Coalitie vijf landen tegen hoger EU-budget
Het aantal lidstaten dat de meerjarenbegroting van 2021 tot en met 2027 voor de EU niet wil verhogen neemt toe. Zweden, Oostenrijk en Denemarken sluiten zich aan bij de Nederlandse en Duitse positie om in die zeven jaar niet meer dan 1 procent van het gezamenlijke Europese inkomen te gaan uitgeven, bleek in Luxemburg waar de EU-ministers van Financiën twee dagen bijeen zijn.
Volgens de Oostenrijkse minister Eduard Müller kan de EU niet heen om deze „coalitie van vijf netto-betalers”. „Als de Britten de EU verlaten financieren wij 40 procent van het Europese huishouden. Met die situatie moet rekening gehouden worden.”
Minister Wopke Hoekstra zei dat 1 procent van de opgetelde economieën van de EU-landen „meer dan voldoende” is. Tegelijk moet het meerjarig financieel kader (mfk) zoals de meerjarenbegroting heet, dringend gemoderniseerd worden, zei hij. „Laten we met de 21e eeuw beginnen, met thema’s als innovatie, klimaatverandering en grensbewaking.”

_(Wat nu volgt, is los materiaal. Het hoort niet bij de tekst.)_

PR #1408, opened 2021-10-27
Add support for tvOS in Package.swift file

daltonclaybrook:
This PR adds support for tvOS in the Package.swift file. tvOS is supported for CocoaPods and Carthage.

### DIFF
--- a/.gitignore
+++ b/.gitignore
@@ -6,6 +6,7 @@ xcuserdata/
 
 # other
 build/
+.swiftpm/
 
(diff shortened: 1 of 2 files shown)


daltonclaybrook:
@thedrick Have you had a chance to look at this PR? Seems safe considering tvOS is support in the podspec.

calda:
Fixed in https://github.com/airbnb/lottie-ios/pull/1428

De Europese Commissie heeft ondanks de financiële aderlating door de brexit een begroting voorgesteld van bijna 1300 miljard euro, zo’n 300 miljard meer dan voor de periode 2014-2020. Dat komt neer op 1,11 procent. Het Europees Parlement legt de lat zelfs op 1,3 procent. Brussel wil bovendien geleidelijk de kortingen voor netto-betalers afschaffen. Dat scheelt Nederland jaarlijks ongeveer een miljard euro.
Volgens EU-commissaris Günther Oettinger (begroting) moet de begroting wel groeien om aan alle wensen van de lidstaten te voldoen, waarschuwde hij woensdag in Brussel. De EU-lidstaten moeten het unaniem eens worden over het mfk.